Your goal:
Please copy, word for word, the line that contains "Added overlay parchment" and every line after it through the end of the records, and nothing more.

Stored data:
_ _ _

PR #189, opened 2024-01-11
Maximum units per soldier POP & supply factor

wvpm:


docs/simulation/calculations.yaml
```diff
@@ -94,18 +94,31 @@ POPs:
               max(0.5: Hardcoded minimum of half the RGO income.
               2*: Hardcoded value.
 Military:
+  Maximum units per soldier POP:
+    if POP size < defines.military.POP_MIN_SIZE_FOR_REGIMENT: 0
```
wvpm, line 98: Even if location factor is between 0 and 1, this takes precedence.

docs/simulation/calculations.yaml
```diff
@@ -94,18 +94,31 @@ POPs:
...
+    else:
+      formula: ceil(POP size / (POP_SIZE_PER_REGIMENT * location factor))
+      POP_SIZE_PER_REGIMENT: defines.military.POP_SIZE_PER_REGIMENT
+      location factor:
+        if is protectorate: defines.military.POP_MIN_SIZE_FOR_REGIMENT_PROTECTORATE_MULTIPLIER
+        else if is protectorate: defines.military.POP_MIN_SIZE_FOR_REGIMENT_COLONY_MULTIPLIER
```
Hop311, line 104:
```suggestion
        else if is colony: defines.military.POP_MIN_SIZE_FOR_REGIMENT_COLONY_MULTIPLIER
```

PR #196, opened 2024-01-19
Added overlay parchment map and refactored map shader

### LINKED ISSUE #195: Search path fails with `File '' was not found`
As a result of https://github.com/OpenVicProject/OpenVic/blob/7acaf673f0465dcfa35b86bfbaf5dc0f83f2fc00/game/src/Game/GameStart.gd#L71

_ _ _

Answer for the task:
Added overlay parchment map and refactored map shader

### LINKED ISSUE #195: Search path fails with `File '' was not found`
As a result of https://github.com/OpenVicProject/OpenVic/blob/7acaf673f0465dcfa35b86bfbaf5dc0f83f2fc00/game/src/Game/GameStart.gd#L71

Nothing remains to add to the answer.